I don't have a diagram and different models and versions of the MES (30 & 40) have slightly different configurations when it comes to the wiring leaving the circuit board in the bottom and going to the heating element or the safety switch.  My MES40 (gen1) has 2 different holes where the wiring leaves the circuit board area.  I believed a guy I helped locally had an MES30 where the wiring left the circuit board area through a single hole.   I worked an MES40 gen 2 and I think it also had 2 holes but they weren't in the same spot as my gen 1.  There doesn't seem to be any consistency if I'm remembering everything correctly.
The easiest MES units to diagram out are the ones that use the blue vs read wire coloring from the circuit board and then they again change color to block from the safety switch to the heating element.... if the wiring guy stick to the color pattern that is haha.

If there is an access panel to the safety switch then its easier to trace wires with a continuity check using a multimeter.
In that case you just unhook all wire ends from heating element and the circuit board.
You can then check the ends from the circuit board  to the safety switch and then the safety switch to the heating element wire end and mark the wires.  The other ends not tested should be from circuit board end straight to heating element end and u can mark those as well.

I could be missing a way to diagram it but that is what I've seen so far :)


----------



## Steve H (Jul 18, 2020)

I don't own a MES. So I was spit balling.  The way you describe sounds like the better approach then.


----------



## tallbm (Jul 18, 2020)

Steve H said:


> I don't own a MES. So I was spit balling.  The way you describe sounds like the better approach then.



We need all the brainstorming on this stuff we can muster brother hahaha!


----------



## dr k (Jul 18, 2020)

tallbm said:


> We need all the brainstorming on this stuff we can muster brother hahaha!

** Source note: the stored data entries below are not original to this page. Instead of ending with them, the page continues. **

PR #4574, opened 2025-04-28
New Fix for GJF Langevin Dynamics

talinke:
**Summary**

We provide a new standalone fix for a comprehensive formulation of the GJ methods. This fix provides a significant improvement to the current implementation found within the fix langevin, keyword gjf. In the new implementation, we have isolated noise and friction into two independent steps using the splitting formulation of the GJF method. This rewrite of the same algorithm allows a better integration with the time integration structure in LAMMPS, and it allows for exact restart capabilities. As a result, the new formulation solves several artifacts of the fix langevin keyword gjf implementation, including
-	Unnatural placing in input script of fix langevin gjf
-	Unnatural damping factor restriction
-	Removed need for NVE integration
-	Now allows for user to compare implementation directly to equations in publication

In addition, and most importantly, the new fix now contains several GJ methods, accessible through the keyword method. The user may also choose between using the half-step or on-site velocity through the keyword vel.

**Related Issue(s)**

PR #4517

**Author(s)**

Tim Linke (UC Davis)
Niels Grønbech-Jensen (UC Davis)

**Licensing**

**Backward Compatibility**

Prior usage of the GJF method was provided using the fix langevin with keyword gjf. This new fix paves the way for more sophisticated usage of any of the GJ methods (including GJF), and is the first of two steps in separating the GJ methods from the fix langevin framework. Consequently, fix langevin keywords such as tally, scale, zero or angmom are no longer supported in this new fix. Outside this new fix, all changes are fully backward compatible and reproduce statistically consistent results.

**Implementation Notes**

This fix is implemented by creating the files fix_langevin_gjf.cpp and fix_langevin_gjf.h. The documentation fix_langevin_gjf.rst is created, and the new fix is listed where relevant. The example/gjf files are updated to showcase the usage of the new keywords, and a comparison between different thermostats is provided in a new README. New log files are provided. The implementation was tested by comparing to the existing fix langevin implementation using various setups to ensure full functionality. No other features in LAMMPS are affected.

**Post Submission Checklist**

The new implementation closely follows equation 24 in Gronbech-Jensen, J. Stat. Phys. 191, 137 (2024). Per conversation with Aidan Thompson and Axel Kohlmeyer, a future PR will depreciate the keyword gjf in the fix langevin framework.


akohlmey:
@athomps @sjplimp What do you think about the choice of the fix name? To be consistent with other similar fixes like fix ffl, gle, or gld it may better to use the name fix gjf. Those all include time integration (like this one), whereas fix langevin/gjf may imply it is more similar to fix langevin and thus does not include time integration.

sjplimp:
I agree with @akohlmey that fix langevin/glf is not an ideal name, for the reasons he stated.  Also calling it langevin/glf implies that it is derived from fix langevin, which I don't think is correct (either code-wise or conceptually).  I also think the names gjf, ffl, gle, gld all suffer from being too short and non-obvious to users.  But I don't have a better suggestion than gj or gjf, unless the authors have some more descriptive standalone name for the integration algorithm than Niels name.  It would also pay to think ahead to future enhancements, as hinted at in the summary.  If Langevin effects and keywords will be added, would that be two fixes, fix gjf and fix gjf/langevin ?  Or you mention this fix as a gateway to other related algs - will those be added later as new fix gjf/suffix commands?  Or will all of those variants be implemented in this single new fix, with optional keywords?

Also, is the eventual goal to remove the current GJ options for fix langevin which I think you are saying will become inferior implementations?  If so, that is fine by me, but @athomps may want to weigh in.

sjplimp:
I just saw the "deprecate" comment at the end of the summary - all good.

talinke:
Thank you @akohlmey and @sjplimp for the comments. I agree that the new implementation is a significant departure from the old fix langevin algorithm. However, given that 'gjf' has been a longstanding option of the fix, we propose that the name langevin/gjf will make it clear to users that the base functionality they seek is the same as the old implementation.

Regarding future work: this fix now enables many more enhancements to be added later within the new fix, like new velocity definitions. Per conversation with @akohlmey, it is difficult to foresee the functionalities users may be interested in, so we added typical thermostat functions such as a temperature bias. The new formulation allows for future GJF enhancements to be integrated as keywords.

akohlmey:
> However, given that 'gjf' has been a longstanding option of the fix, we propose that the name langevin/gjf will make it clear to users that the base functionality they seek is the same as the old implementation.

I don't think that calling this fix langevin/gjf will achieve that for existing users and for the reason @sjplimp mentioned it would be misleading for new users.
An much better approach to educate existing users would IMO be to not remove the gjf keyword from fix langevin (only the code once would be removed after the new fix is fully tested) and then the error message should inform users that this functionality is now available in fix gjf. Same in the documentation and we also have this page: https://docs.lammps.org/Commands_removed.html

talinke:
That is a great idea - thanks for the additional insights. I've updated the name according to your and @sjplimp's suggestion.

akohlmey:
@talinke thanks for making the changes. It is much appreciated.
I've added the info about the pending changes in fix langevin to the manual and also added a deprecation warning to fix langevin itself. This looks good from the technical point of view.

@athomps can you please do the final review on the science for this contribution?
I propose we leave fix langevin unchanged except for the added warning and then remove
the GJF code from fix langevin after the stable release this summer.

talinke:
@akohlmey thank you for adding the depreciation warning. For completeness, I've also updated a citation mismatch in the standard fix langevin: the implemented algorithm follows the BBK method rather than Schneider & Stoll (Niels had noticed this).

megmcca (approved):

PR #4581, opened 2025-05-01
Enable equal- and atom-style variables to invoke Python functions more directly with args

sjplimp:
**Summary**

Add support for the formulas in equal- and atom-style variables to include a Python function wrapper and pass the Python function arguments from the formula.  The wrapper syntax includes the name of the python-style variable which links the variable to a Python-coded function, using the existing python command capabilities.  The wrapper makes it each to call the Python function directly with LAMMPS-based arguments.  And to invoke the function once-per-atom in the case of an atom-style variable, passing it per-atom values as arguments.

The syntax of the python command adds an `"input" option to use iv_name in addition to v_name.  IV stands for internal var.  This means the Python function will directly access internal vars for numeric values which are set by the Python function wrapper in the Variable class.  Likewise, an option was added to the Python function invocation to request it return a numeric value directly to the Variable class (w/out conversion to a string and back to a numeric value), when invoked via an equal-style or atom-style variable.

Also made the creation of internal-style variables, by various commands which require them, automatic, so that lines like this:
variable xx internal 0.0
are not needed in the input script.  The one exception is the fix controller command, where other (potentially arbitrary) commands need to know the name of the internal-style variable before fix controller creates it.

The performance for atom-style variables is better than expected.  Less than a second of CPU time for 100Ks of simple function invocations.

Added an examples/python/in.python.wrap script which illustrates the use of a Python function wrapper in both an equal-style and atom-style variable.

**Related Issue(s)**

N/A

**Author(s)**

Steve

**Licensing**

**Backward Compatibility**

**Implementation Notes**

**Post Submission Checklist**


sjplimp:
@akohlmey The spell checker flagged the variable.rst table with an error - I can't figure out the issue.  Also not clear if you want me to add a couple of the new pseudo words for spell check skip, or you do that.

akohlmey:
> @akohlmey The spell checker flagged the variable.rst table with an error - I can't figure out the issue.

There is a "Malformed table" error, which is independent of the spell checker.
That usually means, that the ASCII-art table lines do not match up.

>  Also not clear if you want me to add a couple of the new pseudo words for spell check skip, or you do that.

I *have* to do it, if you don't do it. Of course, it is much less of a hassle if you don't
leave all the things you break for me to clean up. ;-)

But then again, if I have the branch already checked out and and see what the issues are, it is
easier to just fix it than to explain how to fix it. So I'm cleaning it up (again).

doc/src/variable.rst
```diff
@@ -1161,6 +1180,79 @@ variable name.
...
+floating point argument, and returns its truncated integer value.  In
+this case, the Python code for truncate() is included in the *python*
+command; it could also be contained in a file.  See the :doc:`python
+<python>` command doc page for details.
+
+The *variable pyarg1* command defines an internal-style variable.  It
+MUST have the name pyarg1.  If the Python function has *N* arguments,
+*N* internal-style variables MUST be defined with names *pyarg1*,
+*pyarg2*, ... *pyargN*.  Note that multiple Python function wrappers
+can use the same internal-style variables.
```
rbberger: This is weird and unintuitive. We should not have to expose a implementation detail like this.

sjplimp: What do you suggest instead? The code logic is that when the variable formula which includes a Python wrapper function is invoked, the formula evaluates the sub-formulas for each of the N args to the Py function. It needs to put the N results somewhere before triggering invocation of the Py function.  Internal variables are an obvious choice since the Py function evaluation already allows for that and the args are always numeric. How about the variable class queries the Python class where the function is registered to get the names of the internal vars used in the "python" command for that function?  Then they could be any internal var names the user wished.

rbberger: Can you register internal variables on the fly when needed?

sjplimp: Not sure if by "register" you mean create or set the value.  If the python command specifies the name(s) of them,
then the variable formula eval can set the values (many times), so long as it can query the names from the Python class.

This is similar to what the create_atoms command with its var/set option does.  See its doc page in the section where the
sinusoidal image of atoms is - it shows the input script commands that do that.

If what you are wanting is to create internal variables behind the scenes based on names specified in the input script, I think that could work -- I think I like that idea.

But things like the following would need to be disallowed:  create_atoms var uses a variable which uses a python wrapper function and they both use the same internal variable.  Then I think the values could step on each other.
So if doing auto-creation, it would sometimes be OK if the variable already existed, other times not.  I'd have to think about that some more.  Probably it would always be OK if the auto-created internal variables did not already exist.

What I would not want to do is create/destroy internal vars each time the formula for the Python function wrapper was triggered.

You can see all the current uses of internal vars in LAMMPS if you do this: grep internal-style doc/src/*rst

rbberger: What I mean is creation behind the scenes during first use with a automatic internal name.

sjplimp: I'm assuming by "automatic" you mean LAMMPS chooses a name for the internal-style variable,
which is hidden from the user.

This could work for the use case of this PR, b/c the python command could create one or more of them,
and the variable command doesn't need to know their names to use a Python function wrapper. It could query the Python class for the index of the internal-style var for each function arg.  I.e. the formula with the Py func wrapper does not specify the names of the internal-style vars.

But that's not the way other uses of internal-style vars operate.
The create_atoms var/set use case requires the name of the internal-style var be known by the input script, b/c
the user has to specify an equal-style var formula which accesses one or more internal-style var names.
Ditto for fix deposit, compute bond/local, compute angle/local, etc

Also ditto for fix controller, and there it is some other "unknown" LAMMPS command which uses the internal-style var.
See input scripts in examples/controller as examples.

Also ditto for the lib interface lammps_set_internal_varlable, which requires the external caller to know the name of the var.

So I would say we could get rid of the need for the input script to have lines like:
variable xx internal 0.0
by having (in the case of this PR), the python command create N internal-style vars with names the user specifies in the python command.
This would also work for all other use cases listed above, except fix controller (see the example scripts).
And the lib interface, b/c it is supposed to allow an external code to be the "driver" of the internal var, similar to fix controller.

sjplimp:
@rbberger Here is what I changed in the PythonImpl class to enable what I suggested above -- see what you think ?

(a) Added iv_name as an "inputs" option to trigger create_entry() to create the internal variable if needed.  It also trigger invoke_function() to use pre-computed values from internal variables as arguments.
(b) Added an extra arg to invoke_function() to allow it to return a numeric value directly, rather than as a string.  When called from Variable methods for equal- and atom-style formula evaluations, this saves converting and reconverting the numeric value.
When called by Variable::retrieve() nothing is changed, even if return is numeric.
(c) Added a sister method wrapper_match(), similar to old variable_match() (now called function_match()), to check consistency of a variable Python wrapper function with the python command's definition.  I added a NOTE to both suggesting we print the error messages there, rather than duplicate the messages 3x in variable.cpp
(d) Similar to (a), I changed various other commands which use internal vars to auto-create them if they do not exist, so the user of  commands like:
variable xx implicit 0.0
is now no longer needed. (One exception, see summary at top).

There is a also a NOTE in invoke_function() about how to handle use of the "invoke" keyword in the python command, wrt a return value, which I think may be confusing to users, since I believe the return value is inaccessible.

sjplimp:
@rbberger I have updated the doc pages for this new version.  Also fixed a bug I found in testing.
From my perspective this is now ready-to-go - pending your feedback or edits.  Also after addressing the NOTE
comments to you in the code and python.rst doc page.

I also tested 2 funky use cases with recursion - they seemed to work fine:
a) eval of a python-style var which used an arg which was another python-style var
b) variable formula with nested Python function wrappers like this: variable xnew atom py_foo(py_foo2(x))
And the Variable class error checks if you accidentally trigger an infinite recursion.

ndtrung81 (approved):

akohlmey:
@rbberger please assign this pull request to me when you have no more requests for changes or questions and I can have a final look at technical details and formal issues.

src/PYTHON/python_impl.cpp
```diff
@@ -416,10 +440,22 @@ int PythonImpl::find(const char *name)
...
+   ensure the Python function produces an output
+   ensure the Python function outputs to the matching python-style variable
+   ensure a string is returned only if retrieve() is the caller
+--------------------------------------------------------------------- */
+
+int PythonImpl::function_match(const char *name, const char *varname, int numeric)
 {
+  // NOTE to Richard - any reason not to put error messages here instead of in Variable class ?
+  //   error messages appear 3x in Variable
+
```
rbberger: @sjplimp ~The main reason is to not have PythonImpl be a Pointers subclass. We can avoid that by passing `error` or raising an exception instead.~ Nevermind, that's not even true. So no reason.

akohlmey: moved error handling to PythonImpl class and out of Variable class.

akohlmey:
@sjplimp I resolved the remaining NOTEs.

PR #4582, opened 2025-05-01
Fix torch.load in MLIAP for PyTorch >= 2.6 

fglines-nv:
**Summary**

PyTorch recently made a change in 2.6 to by default only load weights from pickles files and no objects for security reasons. (See release notes: https://pytorch.org/blog/pytorch2-6/)

Since the `torch.load` call in the MLIAP pairstyle always loads a `MLIAPUnified` object and not just weights, we need to pass the kwarg `weights_only=false` to `torch.load`. 

**Related Issue(s)**

**Author(s)**

Forrest Glines [fglines@nvidia.com](mailto:fglines@nvidia.com)
**Licensing**

**Backward Compatibility**

**Implementation Notes**

**Post Submission Checklist**

### DIFF
--- a/src/KOKKOS/mliap_unified_couple_kokkos.pyx
+++ b/src/KOKKOS/mliap_unified_couple_kokkos.pyx
@@ -498,7 +498,7 @@ cdef public object mliap_unified_connect_kokkos(char *fname, MLIAPDummyModel * m
         unified = LOADED_MODEL
     elif str_fname.endswith(".pt") or str_fname.endswith('.pth'):
         import torch
-        unified = torch.load(str_fname)
+        unified = torch.load(str_fname,weights_only=False)
     else:
         with open(str_fname, 'rb') as pfile:
             unified = pickle.load(pfile)
--- a/src/ML-IAP/mliap_unified_couple.pyx
+++ b/src/ML-IAP/mliap_unified_couple.pyx
@@ -363,7 +363,7 @@ cdef public object mliap_unified_connect(char *fname, MLIAPDummyModel * model,
         unified = LOADED_MODEL
     elif str_fname.endswith(".pt") or str_fname.endswith('.pth'):
         import torch
-        unified = torch.load(str_fname)
+        unified = torch.load(str_fname,weights_only=False)
     else:
         with open(str_fname, 'rb') as pfile:
             unified = pickle.load(pfile)


fglines-nv:
For the sake of SEO, the error without this PR when using PyTorch >=2.6 looks like this:
```
Traceback (most recent call last):
  File "mliap_unified_couple_kokkos.pyx", line 501, in mliap_unified_couple_kokkos.mliap_unified_connect_kokkos
  File "/usr/local/lib/python3.12/dist-packages/torch/serialization.py", line 1455, in load
    raise pickle.UnpicklingError(_get_wo_message(str(e))) from None
_pickle.UnpicklingError: Weights only load failed. This file can still be loaded, to do so you have two options, do those steps only if you trust the source of the checkpoint.
        (1) Re-running `torch.load` with `weights_only` set to `False` will likely succeed, but it can result in arbitrary code execution. Do it only if you got the file from a trusted source.
        (2) Alternatively, to load with `weights_only=True` please check the recommended steps in the following error message.
        WeightsUnpickler error: Unsupported global: GLOBAL hippynn.interfaces.lammps_interface.mliap_interface.MLIAPInterface was not an allowed global by default. Please use `torch.serialization.add_safe_globals([MLIAPInterface])` or the `torch.serialization.safe_globals([MLIAPInterface])` context manager to allowlist this global if you trust this class/function.

Check the documentation of torch.load to learn more about types accepted by default with weights_only https://pytorch.org/docs/stable/generated/torch.load.html.
ERROR: Running mliappy unified module failure. (src/KOKKOS/mliap_unified_kokkos.cpp:248)
```

akohlmey:
@fglines-nv can you please state whether this change is backward compatible to older versions of torch? And if yes, how far.

fglines-nv:
> @fglines-nv can you please state whether this change is backward compatible to older versions of torch? And if yes, how far.

I had to look up when `weights_only` was added as a parameter. PyTorch 1.10 (from October 2021), so we'd be backwards compatible back to that version.

rbberger:
Just for completeness. This and a workaround via an environment variable was also mentioned in #4526. But I agree that changing this directly in code is preferable.

stanmoore1 (approved):
I approve.

stanmoore1:
Seems like this PR should close issue https://github.com/lammps/lammps/issues/4526

PR #4584, opened 2025-05-02
Update fix qtpie/reaxff and fix qeq/rel/reaxff docs

navlalli:
**Summary**

Add citation to recently published work that details the implementation of `fix qtpie/reaxff` and `fix qeq/rel/reaxff`.

**Licensing**

By submitting this pull request, I agree, that my contribution will be included in LAMMPS and redistributed under either the GNU General Public License version 2 (GPL v2) or the GNU Lesser General Public License version 2.1 (LGPL v2.1).

PR #4587, opened 2025-05-05

### LINKED ISSUE #4526: [BUG] ML-IAP broken with Kokkos when using Python

### LINKED ISSUE #4583: [BUG] ComputeRHEOInterface::store_forces() cannot compute the non-pressure forces correctly in some cases.
**Summary**

Non-pressure forces are calculated in `ComputeRHEOInterface::store_forces()` for density reconstruction. If I understand it correctly, `store_forces()` uses `fix setforce` to identify the solid particles, because we often set the forces of stationary solid particles to zero by `fix 1 wall setforce 0 0 0`. 

Image

This is OK in most cases with only one `fix setforce`, but the non-pressure forces of fluid will be incorrect in cases of two or more `fix setforce`. For example, the walls on the left and right are of different types:

```
create_atoms       1 region fluid
create_atoms       2 region walls_left
create_atoms       3 region walls_right

group              fluid type 1
group              rig_left type 2
group              rig_right type 3

fix                5_left rig_left setforce 0.0 0.0 0.0
fix                5_right rig_right setforce 0.0 0.0 0.0
```

Since there are two `fix setforce`, `fixlist.size()` will be two, and Line 356 will be executed **twice** for a fluid particle. For this fluid particle with atomID=i, before `store_forces()` is called, `fp_store[i]` is the pressure force (with a force unit) stored in Line 354-364 of `PairRHEO::compute(int, int)`.
When it is executed for the first time (`fix_5_left`), `fp_store[i][a] = (f[i][a] - fp_store[i][a]) * minv;` will assign the non-pressure force to `fp_store[i]` with an acceleration unit (force/mass). However, when it is executed for the second time (`fix_5_right`), `fp_store[i]` will become unphysical because `f[i]` is a force, but `fp_store[i]` is now an acceleration (force/mass), so they cannot be subtracted!

A remedy is `fix setforce` only once by the union operation:

```
group    rig_all union rig_left rig_right
fix      5 rig_all setforce 0.0 0.0 0.0
```

But I suggest that the source code be modified for general cases. If `modify->get_fix_by_style("setforce")` is really to check the status, I wonder why not use more intuitive `(status[j] & PHASECHECK)`. What if a moving boundary is used rather than a stationary boundary so that there is no `fix setforce`?

Latest version: 2Apr2025

### LINKED ISSUE #4586: [Feature Request] Expose bond, angle, dihedral and improper neighbor lists through the C-API
**Summary**

It already is possible to write custom pair styles using the C-API through fix external. However, defining for example custom Bond styles would require access to the bond neigbor list, which currently isn't possible.

**Detailed Description**

I am aware that `lammps_gather_bonds` etc. exists. However using this isn't feasable when running lammps on a cluster with a high number of MPI ranks. From my understanding of the code, this would simply require exposing the `num_bond`, `bond_type`, `bond_atom`, etc. pointers from the `Atom` class through the C-API.

### LINKED ISSUE #4589: [BUG] A bug of FixRHEOPressure::pre_force(int)
**Summary**

Image
`FixRHEOPressure::calc_pressure` has two arguments, one of which is `int i`. It can be easily deduced from `int type = atom->type[i];` that `i` is a local ID of an atom. However, in `FixRHEOPressure::pre_force(int)`, the type-ID instead of atom-ID is passed to `FixRHEOPressure::calc_pressure`:

Image

That is to say, `type[i]` in `FixRHEOPressure::pre_force(int)` should be changed into `i`.

2Apr2025

akohlmey:
**Summary**

**Related Issue(s)**

Implements and thus closes #4586 
Closes #4526
Fixes #4589
Fixes #4583

**Author(s)**

Axel Kohlmeyer, Temple U

**Licensing**

**Backward Compatibility**

N/A

**Implementation Notes**

- provide access to bondlist, anglelist, dihedrallist, and improperlist created by the Neighbor class through the library interface
- provide access to bond topology related per-atom data through the library interface
- avoid nvcc warnings for all Clang/LLVM derived compilers not only Clang
- small updates to LAMMPS-GUI docs
- include PR #4582
- include PR #4584 
- small optmization of GRANULAR package by replacing pow() with faster alternatives
- fixes a typo in recently added changes to GRANULAR package
- fixes two issues in RHEO package from @jtclemm 

**Post Submission Checklist**


jtclemm:
Hey @akohlmey, would it be easy to incorporate these two commits: https://github.com/lammps/lammps/commit/7c30111fa06e88bad0381c748d169ce4f97c497c and https://github.com/lammps/lammps/commit/dc07a1471ec938aaa62f452942fd46c3adf76a3b ? They are just quick fixes for little bugs in the RHEO package, closing issues #4589 and #4583.

Otherwise, I can just create a separate small PR,.

akohlmey:
> would it be easy to incorporate these two commits: [7c30111](https://github.com/lammps/lammps/commit/7c30111fa06e88bad0381c748d169ce4f97c497c) and [dc07a14](https://github.com/lammps/lammps/commit/dc07a1471ec938aaa62f452942fd46c3adf76a3b) ?

Yes very easy.

src/library.cpp
```diff
@@ -1255,6 +1255,7 @@ be called without a valid LAMMPS object handle (it is ignored).
 * :ref:`Image masks <extract_image_masks>`
 * :ref:`System status <extract_system_status>`
 * :ref:`System sizes <extract_system_sizes>`
+* :ref:`Neigbor list settings <extract_neighbor_settings>`
 * :ref:`Atom style flags <extract_atom_flags>`
```
jtclemm, line 1259: typo, neigbor

src/library.cpp
```diff
@@ -1395,6 +1406,31 @@ internally by the :doc:`Fortran interface <Fortran>` and are not likely to be us
    * - nbodies
      - number of atoms that have body data (see :doc:`the Body particle HowTo <Howto_body>`)
 
+.. _extract_neighbor_settings:
+
+**Neigbor list settings**
```
jtclemm: ditto

jtclemm (approved):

Then there's the 440/430 new series with the independent 150 watt chip/chunk element with it's own sensor and element lugs  that is uncharted territory on wireing. I'm not sure what MB is doing not getting it together, getting it down and getting it right the first time so you don't have to fix brand new equipment outta the box. Loads and loads of pissed off FB customers that get a POS in the box and finally MB says return it to the brick and mortar business you got it at but they aren't accepting returns during C-19.!? Now your stuck till MB decides to respond.


----------